Requirement ▸
Scan the lines below for the string "name" and copy every one that has it.
(The data begins)
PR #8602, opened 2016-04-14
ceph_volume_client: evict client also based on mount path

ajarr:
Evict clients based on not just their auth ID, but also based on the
(The data ends)
(The data begins)
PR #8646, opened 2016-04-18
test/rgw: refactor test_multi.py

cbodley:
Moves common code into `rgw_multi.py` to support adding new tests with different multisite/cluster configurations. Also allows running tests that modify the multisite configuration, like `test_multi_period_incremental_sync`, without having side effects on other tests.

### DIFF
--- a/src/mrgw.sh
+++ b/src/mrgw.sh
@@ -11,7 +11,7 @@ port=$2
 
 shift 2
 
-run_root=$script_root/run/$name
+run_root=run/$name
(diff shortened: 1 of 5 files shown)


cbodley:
(The data ends)
Finished task ▸
-run_root=$script_root/run/$name
+run_root=run/$name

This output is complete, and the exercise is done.